Nine recommendations aimed at preventing the federal regulator of national banks from becoming the victim of “regulatory capture” in its supervision of large banks are contained in a report released Monday by the congressional watchdog agency.
Among the recommendations for the agency are: improve the documentation of its supervision process, check for conflicts of interest, periodically assess its ethics program, and expand its approach to addressing the risk of capture across the agency.
The Government Accountability Office (GAO) said its recommendations for the Office of the Comptroller of the Currency (OCC) were derived from its review of the 2007-09 financial crisis, which (the GAO said), was triggered in part by weakness in supervision by federal regulators. Regulatory capture, the GAO said, was one potential cause of the weakness.
The GAO defines regulatory capture as a regulator acting in the interest of the regulated industry rather than in the public interest.
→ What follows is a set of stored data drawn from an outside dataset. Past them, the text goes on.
PR #2486, opened 2023-05-19
Clarify mktime and gmmktime without args

camporter:
This just adds some clarification for mktime and gmmktime about whether passing no arguments is still deprecated or not, and makes it obvious that as of PHP 8.0, it will throw an error.

### DIFF
--- a/reference/datetime/functions/gmmktime.xml
+++ b/reference/datetime/functions/gmmktime.xml
@@ -23,14 +23,17 @@
    so only times valid in derived local time can be used.
   </para>
   <para>
-   Like <function>mktime</function>, arguments may be left out in order
+   Like <function>mktime</function>, any arguments (other than the first) may be left out in order
    from right to left, with any omitted arguments being set to the
    current corresponding GMT value.
   </para>
-  <simpara>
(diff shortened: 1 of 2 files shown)


reference/datetime/functions/gmmktime.xml
```diff
@@ -23,14 +23,17 @@
...
    current corresponding GMT value.
   </para>
-  <simpara>
-   Calling <function>gmmktime</function> without arguments is deprecated.
-   <function>time</function> can be used to get the current timestamp.
-  </simpara>
+  <warning>
+   <simpara>
+    As of PHP 8.0.0, an <classname>ArgumentCountError</classname> is thrown if
+    the number of arguments is zero.
```
Girgias, line 33:
```suggestion
    As of PHP 8.0.0, <parameter>hour</parameter> is no longer optional.
```

Same change for the other function

camporter: Thanks! Updated.

derickr:
Thanks for this! I've updated it with a slightly different text. Convention is to mention changes only in the "changelog" section, and not in the main body which should document the functions as they work in the latest version (8.0+, in our case).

The GAO wrote that the bank regulator supervises some of the largest financial institutions in the United States. It said “it is essential” that OCC staff are not inappropriately influenced by the industry they are regulating. “OCC has identified regulatory capture as a risk and has policies in place that could address this risk,” the report states.
According to the congressional watchdog, OCC has some policies that encourage transparency and accountability in its large bank supervision processes. However, GAO said, weaknesses in documentation requirements may make large bank supervision more vulnerable to regulatory capture. “For example, examination teams are not required to document internal deliberations or communications with banks that lead to consequential decisions for a bank, such as supervisory or enforcement actions.,” GAO wrote.
The OCC, for its part, sees things differently, according to the report. The GAO said of the nine recommendations it made related to managing the risk of regulatory capture, OCC agreed with one recommendation, disagreed with five, and neither agreed nor disagreed with three. “GAO maintains that the recommendations are valid,” the report states.
The recommendations are:
- The agency’s Large Bank Supervision (LBS) division should require documentation of examination teams’ internal deliberations that lead to consequential decisions for a bank, such as the decision whether to issue a “Matter Requiring Attention,” among others.
- The LBS should require bank examination teams to retain drafts of key documents, including the conclusion memorandum and supervisory letter, that record the supervisory review process.
- The LBS should require documentation of communications with banks, including those between executive and senior management and banks, that inform supervisory decisions.
- Use of informal recommendations should be systematically tracked and monitored by LBS.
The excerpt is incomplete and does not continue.